Research Paper Volume 9, Issue 11 pp 2245—2268
Towards natural mimetics of metformin and rapamycin
- 1 Insilico Medicine, Inc, Research Department, Baltimore, MD 21218, USA
- 2 Biogerontology Research Foundation, Research Department, Oxford, United Kingdom
- 3 Department of Biomedical and Molecular Science, Queen's University School of Medicine, Queen's University, Kingston, ON K7L 3N6, Canada
- 4 Life Extension, Ft. Lauderdale, FL 33308, USA
- 5 Laboratory of Molecular Radiobiology and Gerontology, Institute of Biology of Komi Science Center of Ural Branch of Russian Academy of Sciences, Syktyvkar, 167982, Russia
Received: July 6, 2017 Accepted: November 2, 2017 Published: November 15, 2017
https://doi.org/10.18632/aging.101319How to Cite
Copyright: Aliper et al. This is an open‐access article distributed under the terms of the Creative Commons Attribution License (CC BY 3.0), which permits unrestricted use, distribution, and reproduction in any medium, provided the original author and source are credited.
Abstract
Aging is now at the forefront of major challenges faced globally, creating an immediate need for safe, widescale interventions to reduce the burden of chronic disease and extend human healthspan.
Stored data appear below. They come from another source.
PR #576, opened 2026-07-08
fix(app): make Site Graph Explorer badges filter-aware

davidwkeith:
## Summary
- `groupedFilteredNodes`/`unusedAssets` in `SiteGraphExplorerModel` now derive incoming-reference counts from `filteredEdges` instead of the global `SiteGraphNode.referencedByCount` baked in at `SiteGraphExplorer.build()` time, so a kind-filtered-out reference no longer leaves a stale "used" badge.
- Threaded the same filter-aware counts through `SiteGraphTreeRow` (Explorer tree badges) and `SiteGraphNodeButton` (canvas "N refs" badges), which previously read `node.referencedByCount` directly, bypassing the model entirely.
- `SiteGraphInspector`'s "Referenced By" list was already filter-aware via `selectedIncoming`/`filteredEdges` — no change needed there.

Fixes #552.

## Verification
- `xcodegen generate` + `xcodebuild -project Anglesite.xcodeproj -scheme Anglesite -configuration Debug build` — BUILD SUCCEEDED
- `swift test --package-path .` — no `AnglesiteApp` SwiftPM test target exists yet (tracked separately in #554/#555); `AnglesiteIntentsTests` fails to load due to the known FoundationModels SDK/OS symbol mismatch on this host (#541), unrelated to this change.
- **Live GUI verification attempted but blocked**: both the freshly-built app and the machine's previously-registered `Anglesite.app` crash at launch (`EXC_CRASH`/`SIGABRT`, `DYLD Symbol missing` in `FoundationModels.framework`) — the same pre-existing OS/SDK seed mismatch as #541. This is a host-level blocker unrelated to this diff; couldn't exercise the toggle-filter flow interactively on this machine as a result. Traced the logic by hand instead against `~/Sites/a-website.anglesite/Source/public/hero.png`, which is referenced only from `src/pages/index.astro` (a `.page`-kind node) — toggling off the "Pages" kind filter should remove that edge from `filteredEdges` and move the asset into "Unused Assets".

## Test plan
- [ ] On a host where the app launches, open a site with an asset referenced only by a page (e.g. `~/Sites/a-website.anglesite`, `hero.png`), toggle off the "Pages" kind filter in the Graph Explorer toolbar, and confirm the asset moves to "Unused Assets" (and its tree/canvas badge count drops) instead of showing a stale reference count.

### DIFF
--- a/Sources/AnglesiteApp/SiteGraphExplorerModel.swift
+++ b/Sources/AnglesiteApp/SiteGraphExplorerModel.swift
@@ -71,11 +71,21 @@ final class SiteGraphExplorerModel {
         return filteredEdges.filter { $0.sourceID == selectedNodeID }
     }
 
+    /// Incoming-edge counts recomputed from `filteredEdges`, not the global
+    /// `SiteGraphNode.referencedByCount` baked in at `SiteGraphExplorer.build()` time. Badges and
+    /// the "Unused Assets" grouping must reflect the *visible* graph (matching `visibleSummary`'s
+    /// framing) — otherwise an asset referenced only by a currently kind-filtered-out node still
+    /// shows a stale "used" badge (#552).
+    var visibleReferenceCounts: [String: Int] {
+        Dictionary(grouping: filteredEdges, by: \.targetID).mapValues(\.count)
+    }
+
     var groupedFilteredNodes: [(kind: SiteGraphNodeKind, nodes: [SiteGraphNode])] {
+        let referenceCounts = visibleReferenceCounts
         let grouped = Dictionary(grouping: filteredNodes, by: \.kind)
         return SiteGraphNodeKind.allCases.compactMap { kind in
             let visibleNodes = (grouped[kind] ?? []).filter { node in
-                kind != .asset || node.referencedByCount > 0
+                kind != .asset || (referenceCounts[node.id, default: 0]) > 0
             }
             guard !visibleNodes.isEmpty else { return nil }
             return (kind, visibleNodes.sorted { $0.title.localizedStandardCompare($1.title) == .orderedAscending })
@@ -83,8 +93,9 @@ final class SiteGraphExplorerModel {
     }
 
     var unusedAssets: [SiteGraphNode] {
-        filteredNodes
-            .filter { $0.kind == .asset && $0.referencedByCount == 0 }
+        let referenceCounts = visibleReferenceCounts
+        return filteredNodes
+            .filter { $0.kind == .asset && referenceCounts[$0.id, default: 0] == 0 }
             .sorted { $0.title.localizedStandardCompare($1.title) == .orderedAscending }
     }
 
--- a/Sources/AnglesiteApp/SiteGraphExplorerView.swift
+++ b/Sources/AnglesiteApp/SiteGraphExplorerView.swift
@@ -16,6 +16,7 @@ struct SiteGraphExplorerView: View {
                 SiteGraphCanvas(
                     nodes: model.filteredNodes,
                     edges: model.filteredEdges,
+                    referenceCounts: model.visibleReferenceCounts,
                     selectedNodeID: model.selectedNodeID,
                     onSelect: { model.selectedNodeID = $0 }
                 )
@@ -86,8 +87,11 @@ private struct SiteGraphTree: View {
                 ForEach(model.groupedFilteredNodes, id: \.kind) { group in
                     Section {
                         ForEach(group.nodes) { node in
-                            SiteGraphTreeRow(node: node)
-                                .tag(Optional(node.id))
+                            SiteGraphTreeRow(
+                                node: node,
+                                referenceCount: model.visibleReferenceCounts[node.id, default: 0]
+                            )
+                            .tag(Optional(node.id))
                         }
                     } header: {
                         Label(group.kind.title, systemImage: group.kind.systemImage)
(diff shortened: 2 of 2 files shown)


davidwkeith (commented):
The correctness fix itself looks right — I checked that `node.referencedByCount` (the global, build-time count) has no remaining call sites after this change; every consumer now goes through `visibleReferenceCounts`, so there's no stale-vs-fresh inconsistency left behind. Good catch tying `unusedAssets`/badges to `filteredEdges` to match `visibleSummary`'s framing.

One thing worth fixing before merge:

**`SiteGraphExplorerView.swift`, `SiteGraphTree.body` (the `ForEach(group.nodes)` loop around line ~92-97):** `model.visibleReferenceCounts[node.id, default: 0]` is called once per row inside the `ForEach`. `visibleReferenceCounts` is a computed property, not cached — each access rebuilds `Dictionary(grouping: filteredEdges, by: \.targetID)`, and `filteredEdges` itself recomputes `filteredNodes` (a full filter+search pass over `snapshot.nodes`) plus a `Set` construction and another filter over `snapshot.edges`. So for a list with N visible nodes, the tree section alone now does O(N · (N + E)) work per body evaluation instead of O(N + E) — on top of `groupedFilteredNodes` and `unusedAssets` each separately recomputing the same dictionary once more. For a small site this is invisible, but for a larger one (hundreds of pages/assets) this turns into a real per-render cost, and SwiftUI can re-evaluate this body fairly often (selection changes, hover, etc.).

Suggest computing `let referenceCounts = model.visibleReferenceCounts` once at the top of `SiteGraphTree.body` (or threading it down from `SiteGraphExplorerView`, which already computes it once for the canvas) and reusing that local dictionary for every row instead of re-deriving it from the model on each iteration.

---

Sources/AnglesiteApp/SiteGraphExplorerModel.swift
```diff
@@ -71,20 +71,31 @@ final class SiteGraphExplorerModel {
         return filteredEdges.filter { $0.sourceID == selectedNodeID }
     }
 
+    /// Incoming-edge counts recomputed from `filteredEdges`, not the global
+    /// `SiteGraphNode.referencedByCount` baked in at `SiteGraphExplorer.build()` time. Badges and
+    /// the "Unused Assets" grouping must reflect the *visible* graph (matching `visibleSummary`'s
+    /// framing) — otherwise an asset referenced only by a currently kind-filtered-out node still
+    /// shows a stale "used" badge (#552).
+    var visibleReferenceCounts: [String: Int] {
+        Dictionary(grouping: filteredEdges, by: \.targetID).mapValues(\.count)
```
davidwkeith, line 80: Nit (not a correctness issue): `visibleReferenceCounts` rebuilds a fresh `Dictionary(grouping:)` over `filteredEdges` on every access, and it's now accessed independently from four separate call sites per render — here in `groupedFilteredNodes`, again in `unusedAssets` below, and twice more directly from `SiteGraphExplorerView` (once for the canvas, once per tree row group). `filteredEdges` itself also re-filters `snapshot.edges` on each of those accesses. For typical site graph sizes this is unlikely to matter, but if it ever does, computing it once per render and threading it through would avoid the redundant passes.

Logic itself looks correct: `targetID`-keyed grouping matches the existing `referencedByCount` semantics (confirmed against `SiteGraphExplorer.swift`'s `incomingCounts`), so the fix correctly makes badges and the unused-assets grouping reflect the filtered/visible edge set instead of the global count baked in at graph-build time.

---

davidwkeith (commented):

Metformin and rapamycin are two FDA-approved mTOR inhibitors proposed for this purpose, exhibiting significant anti-cancer and anti-aging properties beyond their current clinical applications. However, each faces issues with approval for off-label, prophylactic use due to adverse effects. Here, we initiate an effort to identify nutraceuticals—safer, naturally-occurring compounds—that mimic the anti-aging effects of metformin and rapamycin without adverse effects. We applied several bioinformatic approaches and deep learning methods to the Library of Integrated Network-based Cellular Signatures (LINCS) dataset to map the gene- and pathway-level signatures of metformin and rapamycin and screen for matches among over 800 natural compounds. We then predicted the safety of each compound with an ensemble of deep neural network classifiers. The analysis revealed many novel candidate metformin and rapamycin mimetics, including allantoin and ginsenoside (metformin), epigallocatechin gallate and isoliquiritigenin (rapamycin), and withaferin A (both). Four relatively unexplored compounds also scored well with rapamycin. This work revealed promising candidates for future experimental validation while demonstrating the applications of powerful screening methods for this and similar endeavors.